Nipah virus was originally discovered in Malaysia in 1998. There was an outbreak of encephalitis, one of the symptoms of Nipah virus, in people working on pig farms. Scientists believe bats transmitted the virus to these pigs, and then people who came in contact with the infected pigs became sick. Forty percent of the people who became ill died. More recently, Nipah virus infections have been recognized in Bangladesh and India, with 70 to 75 percent fatality rates. This time, there seems to be a more direct transmission of the virus from bats to people.
"Right now, for humans, we lack any licensed vaccines or approved drugs to treat the infections," said Dr. Christopher Basler, senior author of the study, professor in the Institute for Biomedical Sciences and director of the Center for Microbial Pathogenesis at Georgia State University and a Georgia Research Alliance Eminent Scholar in Microbial Pathogenesis. "We need vaccines, we need treatments, and we also need to better understand what makes the viruses so deadly.
"The protein we're studying is called the W protein. We've been studying this protein for several years because it suppresses innate immune responses. This means that it blocks the very early defenses that should protect us from virus infection."
In previous work, Basler and his colleagues at the University of Texas Medical Branch at Galveston have studied the behavior of Nipah virus in animals. They wanted to understand how important W protein is for the ability of the virus to cause disease. Using facilities at University of Texas Medical Branch at Galveston, they engineered a Nipah virus that couldn't produce the W protein and then put this modified virus into animals. This changed the course of disease and demonstrated that the function of the W protein is important for Nipah virus to cause disease.
In this study, a research team led by Dr. Jade K. Forwood of Charles Sturt University in Australia used structural biology approaches to investigate how the W protein travels from the cytoplasm to the nucleus of the cell through the interaction of W protein with importin α proteins, which allow the W protein to get into the nucleus. The Basler laboratory at Georgia State performed studies in living cells to investigate the W protein interaction with importin α proteins and define why this interaction is important for W protein function. In prior work, Basler has found the ability of the W protein to enter into the nucleus is important for its ability to block innate immune responses.

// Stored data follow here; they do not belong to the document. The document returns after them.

Issue #2457, opened 2024-06-26
Apply the CRD using the SSA method in LocallyRunOperationExtension.


10000-ki:
https://github.com/operator-framework/java-operator-sdk/blob/main/operator-framework-junit5/src/main/java/io/javaoperatorsdk/operator/junit/LocallyRunOperatorExtension.java#L185

![스크린샷 2024-06-26 오후 2 23 04](https://github.com/operator-framework/java-operator-sdk/assets/76486121/3a662dd1-3650-488d-b419-671286eea999)

Previously, we used the createOrReplace() API, but it is now deprecated. Since the operator itself uses the SSA method as the default, it is better to apply the CRD using the SSA method.

Especially with the CSA method, if users apply the CRD locally and also apply it in tests without a merge patch occurring between them, there can occasionally be issues with lost changes or the need for a force apply.

PR #2458, opened 2024-06-26
Apply the CRD using the SSA method in LocallyRunOperationExtension

10000-ki:
resolved: #2457


operator-framework-junit5/src/main/java/io/javaoperatorsdk/operator/junit/LocallyRunOperatorExtension.java
```diff
@@ -182,7 +182,7 @@ public static void applyCrd(String resourceTypeName, KubernetesClient client) {
       var crdString = new String(is.readAllBytes(), StandardCharsets.UTF_8);
       LOGGER.debug("Applying CRD: {}", crdString);
       final var crd = client.load(new ByteArrayInputStream(crdString.getBytes()));
-      crd.createOrReplace();
```
10000-ki, line 185: I have documented the related content in the issue. Is there any specific reason we need to use the CSA method here?

csviri: No, It think this is fine.

csviri (approved):

metacosm (approved):

PR #2470, opened 2024-07-12
refactor: clean up informer configuration classes

metacosm:
- **refactor: move @InformerConfig to more appropriate package**
- **refactor: move InformerConfigHolder to appropriate package**
- **chore: remove unneeded code & dependencies**
- **refactor: InformerConfiguration to InformerEventSourceConfiguration**
- **refactor: rename inner InformerConfigurationBuilder to simply Builder**
- **refactor: rename InformerConfig and associated field to Informer**
- **refactor: rename InformerConfigHolder to InformerConfiguration**


operator-framework-core/src/main/java/io/javaoperatorsdk/operator/api/config/ControllerConfigurationOverrider.java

"One of the things that's interesting about the W protein being in the nucleus of the cell is that most of the other components of the virus remain in the cytoplasm of the cell throughout the replication cycle," Basler said. "We think that the W protein goes to the nucleus to do something, to somehow specifically target innate immune responses."
Human cells have seven different kinds of importin α proteins. In this study, the researchers found W protein is using two of them, importin α3 and importin α4, to get into the nucleus. They identified specific features on the W protein that allow it to recognize those two members of the importin α protein family and distinguish them from others.
"We're trying to understand how it selectively uses two of the seven family members for this," Basler said. "There's a broader biological question there. We don't really understand how this selectivity works or even really why it's important. We're trying to better understand the basis of that selectivity.
"I think you can argue that by understanding this, it may suggest strategies by which we can try to block the interaction between the viral protein (W) and the host protein (importin) that might be useful in terms of developing therapies that are designed to block this virus. If you had a drug that somehow prevented that interaction, W would no longer carry on its normal function and that would attenuate the virus and make it less able to cause disease."
Co-authors of the study include Kate Smith, Sofiya Tsimbalyuk and Emily M. Cross of Charles Sturt University; Megan R. Edwards and Jyoti Batra of Georgia State; Tatiana P. Soares da Costa of La Trobe University in Australia; and David Aragão of Australian Synchrotron in Australia.
The study is funded by the National Institutes of Health.